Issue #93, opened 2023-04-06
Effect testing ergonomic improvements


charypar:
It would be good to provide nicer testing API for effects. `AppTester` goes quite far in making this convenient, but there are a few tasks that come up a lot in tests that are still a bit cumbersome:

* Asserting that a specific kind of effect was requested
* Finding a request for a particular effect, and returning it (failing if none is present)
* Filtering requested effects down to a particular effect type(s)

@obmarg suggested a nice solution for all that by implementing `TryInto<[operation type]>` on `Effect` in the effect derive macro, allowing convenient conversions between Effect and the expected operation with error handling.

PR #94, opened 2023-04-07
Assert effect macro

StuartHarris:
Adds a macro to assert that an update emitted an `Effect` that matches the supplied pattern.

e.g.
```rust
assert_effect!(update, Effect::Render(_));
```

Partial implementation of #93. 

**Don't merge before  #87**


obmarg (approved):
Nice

▬▬▬▬▬▬▬▬▬▬

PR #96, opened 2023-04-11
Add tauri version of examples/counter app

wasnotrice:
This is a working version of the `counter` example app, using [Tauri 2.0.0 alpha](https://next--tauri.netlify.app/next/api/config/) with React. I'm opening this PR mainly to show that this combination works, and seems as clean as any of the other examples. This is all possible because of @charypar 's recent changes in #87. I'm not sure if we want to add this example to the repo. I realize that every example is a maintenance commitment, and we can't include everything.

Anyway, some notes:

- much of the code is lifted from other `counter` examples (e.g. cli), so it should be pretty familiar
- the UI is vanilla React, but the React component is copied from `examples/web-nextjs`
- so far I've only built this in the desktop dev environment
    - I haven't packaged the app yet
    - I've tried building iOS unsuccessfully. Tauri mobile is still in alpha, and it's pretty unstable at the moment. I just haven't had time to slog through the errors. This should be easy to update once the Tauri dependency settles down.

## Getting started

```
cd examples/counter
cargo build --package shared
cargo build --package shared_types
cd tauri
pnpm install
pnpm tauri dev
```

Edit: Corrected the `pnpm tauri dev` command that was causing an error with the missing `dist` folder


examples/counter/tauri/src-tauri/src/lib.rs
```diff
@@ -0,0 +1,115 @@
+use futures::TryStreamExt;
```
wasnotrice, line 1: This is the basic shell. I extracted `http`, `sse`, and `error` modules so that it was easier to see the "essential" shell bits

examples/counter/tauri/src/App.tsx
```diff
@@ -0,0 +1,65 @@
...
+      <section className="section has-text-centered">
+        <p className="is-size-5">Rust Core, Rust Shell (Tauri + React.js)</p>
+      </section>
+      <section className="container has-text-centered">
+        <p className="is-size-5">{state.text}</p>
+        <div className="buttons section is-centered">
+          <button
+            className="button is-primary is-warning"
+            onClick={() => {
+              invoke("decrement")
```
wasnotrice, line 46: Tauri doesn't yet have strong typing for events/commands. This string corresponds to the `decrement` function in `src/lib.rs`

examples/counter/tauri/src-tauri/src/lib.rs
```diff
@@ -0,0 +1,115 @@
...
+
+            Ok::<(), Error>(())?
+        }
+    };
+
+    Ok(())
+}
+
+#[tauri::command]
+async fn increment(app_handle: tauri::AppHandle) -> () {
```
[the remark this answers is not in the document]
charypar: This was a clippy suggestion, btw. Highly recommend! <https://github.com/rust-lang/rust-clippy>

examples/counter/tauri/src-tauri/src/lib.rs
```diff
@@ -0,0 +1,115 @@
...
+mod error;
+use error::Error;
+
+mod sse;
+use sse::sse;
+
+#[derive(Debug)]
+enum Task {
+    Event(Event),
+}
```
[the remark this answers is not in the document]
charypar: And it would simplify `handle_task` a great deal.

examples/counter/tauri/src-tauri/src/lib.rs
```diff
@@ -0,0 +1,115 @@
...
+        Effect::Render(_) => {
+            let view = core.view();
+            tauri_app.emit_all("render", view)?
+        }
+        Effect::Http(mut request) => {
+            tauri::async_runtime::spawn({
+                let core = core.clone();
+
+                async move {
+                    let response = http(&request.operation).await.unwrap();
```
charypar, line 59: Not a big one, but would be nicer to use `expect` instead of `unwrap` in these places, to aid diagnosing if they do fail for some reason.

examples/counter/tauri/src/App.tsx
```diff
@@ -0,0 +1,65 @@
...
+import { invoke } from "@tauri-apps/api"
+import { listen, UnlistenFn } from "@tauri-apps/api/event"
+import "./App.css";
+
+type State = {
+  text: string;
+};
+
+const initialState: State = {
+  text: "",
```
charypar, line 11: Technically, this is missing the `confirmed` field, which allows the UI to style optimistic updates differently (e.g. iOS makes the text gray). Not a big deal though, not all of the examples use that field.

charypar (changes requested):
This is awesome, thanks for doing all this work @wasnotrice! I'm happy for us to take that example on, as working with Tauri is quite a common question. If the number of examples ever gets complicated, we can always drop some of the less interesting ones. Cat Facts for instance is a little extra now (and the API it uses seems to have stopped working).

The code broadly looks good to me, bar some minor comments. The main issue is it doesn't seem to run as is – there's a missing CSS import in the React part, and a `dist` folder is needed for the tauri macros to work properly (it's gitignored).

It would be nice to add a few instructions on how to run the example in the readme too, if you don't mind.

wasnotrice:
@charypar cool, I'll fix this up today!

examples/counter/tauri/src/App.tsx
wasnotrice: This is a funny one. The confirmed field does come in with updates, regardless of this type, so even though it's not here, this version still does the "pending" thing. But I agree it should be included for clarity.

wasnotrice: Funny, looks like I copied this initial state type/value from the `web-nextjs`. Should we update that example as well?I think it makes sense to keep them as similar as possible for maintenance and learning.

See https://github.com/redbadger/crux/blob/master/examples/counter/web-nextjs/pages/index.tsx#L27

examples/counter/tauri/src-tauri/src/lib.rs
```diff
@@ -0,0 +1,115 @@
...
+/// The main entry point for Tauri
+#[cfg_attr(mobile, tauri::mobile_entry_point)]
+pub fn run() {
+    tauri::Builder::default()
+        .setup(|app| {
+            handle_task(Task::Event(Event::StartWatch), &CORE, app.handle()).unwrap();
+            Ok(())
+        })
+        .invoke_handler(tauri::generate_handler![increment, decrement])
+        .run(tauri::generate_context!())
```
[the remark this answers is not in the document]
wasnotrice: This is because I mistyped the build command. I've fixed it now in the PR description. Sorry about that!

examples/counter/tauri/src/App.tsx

▬▬▬▬▬▬▬▬▬▬

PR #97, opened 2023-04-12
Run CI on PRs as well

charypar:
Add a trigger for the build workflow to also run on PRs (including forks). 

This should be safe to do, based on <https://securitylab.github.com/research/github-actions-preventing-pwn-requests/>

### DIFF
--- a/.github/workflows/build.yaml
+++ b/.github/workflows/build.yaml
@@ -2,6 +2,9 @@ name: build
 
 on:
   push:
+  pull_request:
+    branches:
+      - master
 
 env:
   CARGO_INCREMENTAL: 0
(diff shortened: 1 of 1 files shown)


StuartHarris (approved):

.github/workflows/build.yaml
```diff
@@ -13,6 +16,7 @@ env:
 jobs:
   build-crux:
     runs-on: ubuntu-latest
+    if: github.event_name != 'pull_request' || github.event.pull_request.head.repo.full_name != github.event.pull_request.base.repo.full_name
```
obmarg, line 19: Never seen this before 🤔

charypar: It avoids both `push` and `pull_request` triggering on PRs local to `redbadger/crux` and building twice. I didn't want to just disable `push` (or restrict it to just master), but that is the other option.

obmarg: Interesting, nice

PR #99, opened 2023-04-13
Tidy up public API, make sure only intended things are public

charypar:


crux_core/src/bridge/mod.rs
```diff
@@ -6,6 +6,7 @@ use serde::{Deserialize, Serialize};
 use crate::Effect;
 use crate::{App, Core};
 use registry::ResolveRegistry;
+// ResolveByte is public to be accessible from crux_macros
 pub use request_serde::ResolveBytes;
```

▬▬▬▬▬▬▬▬▬▬

> **PROBLEM REQUIREMENTS**
Copy each line of the listing that carries the string "view".

> **ANSWER**
+            let view = core.view();
+            tauri_app.emit_all("render", view)?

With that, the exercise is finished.